Input data Start Marker
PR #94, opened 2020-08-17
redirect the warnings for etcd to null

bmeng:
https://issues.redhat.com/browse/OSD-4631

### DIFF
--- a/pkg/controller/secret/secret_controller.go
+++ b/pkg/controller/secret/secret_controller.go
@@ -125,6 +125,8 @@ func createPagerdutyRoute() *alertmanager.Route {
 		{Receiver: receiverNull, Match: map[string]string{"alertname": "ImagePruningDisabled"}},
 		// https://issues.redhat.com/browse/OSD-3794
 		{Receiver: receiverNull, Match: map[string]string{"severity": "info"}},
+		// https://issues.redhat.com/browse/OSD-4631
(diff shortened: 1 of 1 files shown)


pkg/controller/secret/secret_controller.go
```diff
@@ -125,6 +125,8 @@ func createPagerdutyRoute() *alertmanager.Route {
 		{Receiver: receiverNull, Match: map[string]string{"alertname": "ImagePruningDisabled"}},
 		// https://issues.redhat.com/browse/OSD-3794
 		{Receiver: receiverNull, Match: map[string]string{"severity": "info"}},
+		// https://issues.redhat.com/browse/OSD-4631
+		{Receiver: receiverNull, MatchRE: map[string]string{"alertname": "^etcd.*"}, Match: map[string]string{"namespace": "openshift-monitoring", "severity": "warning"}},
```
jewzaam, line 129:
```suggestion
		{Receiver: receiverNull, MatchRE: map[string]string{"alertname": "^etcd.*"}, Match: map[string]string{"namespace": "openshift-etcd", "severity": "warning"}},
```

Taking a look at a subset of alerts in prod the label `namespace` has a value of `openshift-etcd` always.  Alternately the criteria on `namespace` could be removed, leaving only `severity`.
Input data End Marker
Input data Start Marker
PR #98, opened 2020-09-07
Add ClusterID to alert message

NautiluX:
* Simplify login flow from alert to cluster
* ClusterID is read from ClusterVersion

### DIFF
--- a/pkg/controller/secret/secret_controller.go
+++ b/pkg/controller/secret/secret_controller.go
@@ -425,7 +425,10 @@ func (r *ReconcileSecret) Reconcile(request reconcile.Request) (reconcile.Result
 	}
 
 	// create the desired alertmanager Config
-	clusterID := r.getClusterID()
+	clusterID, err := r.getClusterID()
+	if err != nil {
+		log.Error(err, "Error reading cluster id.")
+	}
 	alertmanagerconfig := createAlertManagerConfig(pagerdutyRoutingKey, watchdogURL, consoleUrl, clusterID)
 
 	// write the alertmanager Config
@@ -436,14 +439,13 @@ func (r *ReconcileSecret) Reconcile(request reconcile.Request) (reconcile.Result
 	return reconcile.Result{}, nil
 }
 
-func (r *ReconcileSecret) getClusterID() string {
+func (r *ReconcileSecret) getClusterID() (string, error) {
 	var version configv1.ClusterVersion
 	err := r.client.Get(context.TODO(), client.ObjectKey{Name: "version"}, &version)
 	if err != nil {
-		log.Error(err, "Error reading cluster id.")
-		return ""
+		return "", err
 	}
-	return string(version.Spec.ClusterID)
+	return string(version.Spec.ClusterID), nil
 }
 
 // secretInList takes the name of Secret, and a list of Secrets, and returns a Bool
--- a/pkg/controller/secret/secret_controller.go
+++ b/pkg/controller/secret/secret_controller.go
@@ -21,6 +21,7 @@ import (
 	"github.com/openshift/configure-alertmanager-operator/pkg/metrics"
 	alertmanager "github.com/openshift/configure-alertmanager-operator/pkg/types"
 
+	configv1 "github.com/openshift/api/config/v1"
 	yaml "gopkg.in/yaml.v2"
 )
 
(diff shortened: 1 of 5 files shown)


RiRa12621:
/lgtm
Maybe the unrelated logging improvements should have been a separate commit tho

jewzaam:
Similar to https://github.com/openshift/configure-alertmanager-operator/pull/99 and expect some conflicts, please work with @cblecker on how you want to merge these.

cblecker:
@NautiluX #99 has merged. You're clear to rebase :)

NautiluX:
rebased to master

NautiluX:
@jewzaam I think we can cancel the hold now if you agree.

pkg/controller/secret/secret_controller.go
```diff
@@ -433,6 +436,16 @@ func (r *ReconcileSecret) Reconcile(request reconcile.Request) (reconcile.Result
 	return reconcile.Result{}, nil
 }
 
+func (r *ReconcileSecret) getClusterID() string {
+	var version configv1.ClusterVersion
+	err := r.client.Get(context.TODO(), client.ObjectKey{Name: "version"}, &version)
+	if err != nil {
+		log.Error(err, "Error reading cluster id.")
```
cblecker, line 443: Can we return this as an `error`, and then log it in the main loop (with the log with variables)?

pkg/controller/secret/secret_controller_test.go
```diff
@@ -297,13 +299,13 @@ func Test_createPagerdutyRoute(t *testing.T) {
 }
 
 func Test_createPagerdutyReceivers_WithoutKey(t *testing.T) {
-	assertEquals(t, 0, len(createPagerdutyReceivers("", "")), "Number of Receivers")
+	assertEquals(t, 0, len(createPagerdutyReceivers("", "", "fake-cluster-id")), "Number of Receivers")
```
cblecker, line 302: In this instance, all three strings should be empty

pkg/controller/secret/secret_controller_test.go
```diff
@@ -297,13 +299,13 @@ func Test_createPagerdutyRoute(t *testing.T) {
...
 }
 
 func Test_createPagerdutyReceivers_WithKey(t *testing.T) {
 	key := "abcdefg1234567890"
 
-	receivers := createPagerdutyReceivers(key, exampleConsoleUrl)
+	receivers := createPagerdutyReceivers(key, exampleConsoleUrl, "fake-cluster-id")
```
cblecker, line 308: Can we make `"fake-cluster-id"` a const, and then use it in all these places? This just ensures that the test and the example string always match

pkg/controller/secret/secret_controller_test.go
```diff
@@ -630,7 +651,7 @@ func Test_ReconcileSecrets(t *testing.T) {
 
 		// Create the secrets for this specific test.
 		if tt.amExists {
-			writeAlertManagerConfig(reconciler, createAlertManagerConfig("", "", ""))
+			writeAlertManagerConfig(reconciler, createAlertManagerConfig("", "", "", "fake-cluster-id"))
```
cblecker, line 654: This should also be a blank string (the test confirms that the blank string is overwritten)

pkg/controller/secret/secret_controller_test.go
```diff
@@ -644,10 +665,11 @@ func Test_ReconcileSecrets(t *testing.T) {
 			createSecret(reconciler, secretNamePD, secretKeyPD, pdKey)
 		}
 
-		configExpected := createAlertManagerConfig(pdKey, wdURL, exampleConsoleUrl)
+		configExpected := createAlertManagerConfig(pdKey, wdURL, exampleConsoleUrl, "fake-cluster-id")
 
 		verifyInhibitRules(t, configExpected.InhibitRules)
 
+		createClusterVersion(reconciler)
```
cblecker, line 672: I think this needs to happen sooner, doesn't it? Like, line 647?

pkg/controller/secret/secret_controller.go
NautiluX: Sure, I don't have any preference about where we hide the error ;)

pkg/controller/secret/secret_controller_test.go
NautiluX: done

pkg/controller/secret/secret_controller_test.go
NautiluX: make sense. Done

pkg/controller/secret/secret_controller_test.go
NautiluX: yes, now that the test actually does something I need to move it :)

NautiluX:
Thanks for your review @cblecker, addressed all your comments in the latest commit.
Input data End Marker
Input data Start Marker
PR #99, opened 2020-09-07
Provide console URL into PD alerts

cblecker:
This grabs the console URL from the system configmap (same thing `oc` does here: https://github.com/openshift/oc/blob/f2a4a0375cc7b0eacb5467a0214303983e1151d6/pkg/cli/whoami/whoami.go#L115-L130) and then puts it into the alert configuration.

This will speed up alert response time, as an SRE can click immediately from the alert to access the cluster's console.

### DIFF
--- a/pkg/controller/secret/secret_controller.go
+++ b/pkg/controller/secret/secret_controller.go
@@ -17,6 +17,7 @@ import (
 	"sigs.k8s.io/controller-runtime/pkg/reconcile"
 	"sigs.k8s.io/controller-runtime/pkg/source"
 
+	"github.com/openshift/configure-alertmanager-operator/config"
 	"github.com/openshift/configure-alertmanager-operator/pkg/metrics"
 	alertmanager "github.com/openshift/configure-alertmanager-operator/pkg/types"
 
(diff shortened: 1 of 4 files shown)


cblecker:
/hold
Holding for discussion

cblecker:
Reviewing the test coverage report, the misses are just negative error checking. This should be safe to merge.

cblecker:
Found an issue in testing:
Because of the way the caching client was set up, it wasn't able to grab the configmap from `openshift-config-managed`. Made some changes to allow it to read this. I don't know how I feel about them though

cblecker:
Input data End Marker
Check each line in the records for the word "files" and say how many have it, with nothing else.

3